:: WORK ORDER ::
Provide the number of lines in the records that hold the string "shown", without any other words.

:: Records from a collection ::
——

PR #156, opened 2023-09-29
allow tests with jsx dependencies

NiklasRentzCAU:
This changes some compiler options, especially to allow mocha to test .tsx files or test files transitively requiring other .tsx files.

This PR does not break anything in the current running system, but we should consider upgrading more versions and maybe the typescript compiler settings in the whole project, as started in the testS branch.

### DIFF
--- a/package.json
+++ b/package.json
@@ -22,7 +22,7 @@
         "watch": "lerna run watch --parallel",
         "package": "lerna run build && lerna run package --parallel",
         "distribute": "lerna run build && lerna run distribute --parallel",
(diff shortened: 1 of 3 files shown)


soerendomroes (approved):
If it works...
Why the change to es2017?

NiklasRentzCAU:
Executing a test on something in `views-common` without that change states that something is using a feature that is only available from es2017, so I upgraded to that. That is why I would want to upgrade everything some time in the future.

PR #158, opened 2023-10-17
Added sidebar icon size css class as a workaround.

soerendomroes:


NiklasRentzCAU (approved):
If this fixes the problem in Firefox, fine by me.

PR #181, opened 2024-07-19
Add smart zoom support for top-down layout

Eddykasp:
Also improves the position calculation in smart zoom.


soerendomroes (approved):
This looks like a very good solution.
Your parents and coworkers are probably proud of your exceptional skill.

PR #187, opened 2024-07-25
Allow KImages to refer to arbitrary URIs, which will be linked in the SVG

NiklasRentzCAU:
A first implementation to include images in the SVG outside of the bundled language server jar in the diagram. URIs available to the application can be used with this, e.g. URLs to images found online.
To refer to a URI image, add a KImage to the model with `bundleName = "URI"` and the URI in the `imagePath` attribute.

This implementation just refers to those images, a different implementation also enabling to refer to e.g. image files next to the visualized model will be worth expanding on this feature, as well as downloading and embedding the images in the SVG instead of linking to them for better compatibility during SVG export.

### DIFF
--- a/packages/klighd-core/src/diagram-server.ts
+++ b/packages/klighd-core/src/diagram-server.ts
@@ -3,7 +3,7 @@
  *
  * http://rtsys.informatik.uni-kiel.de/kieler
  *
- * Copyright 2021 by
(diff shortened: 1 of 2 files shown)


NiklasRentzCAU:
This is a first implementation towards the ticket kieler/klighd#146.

——

:: ANSWER SECTION ::
2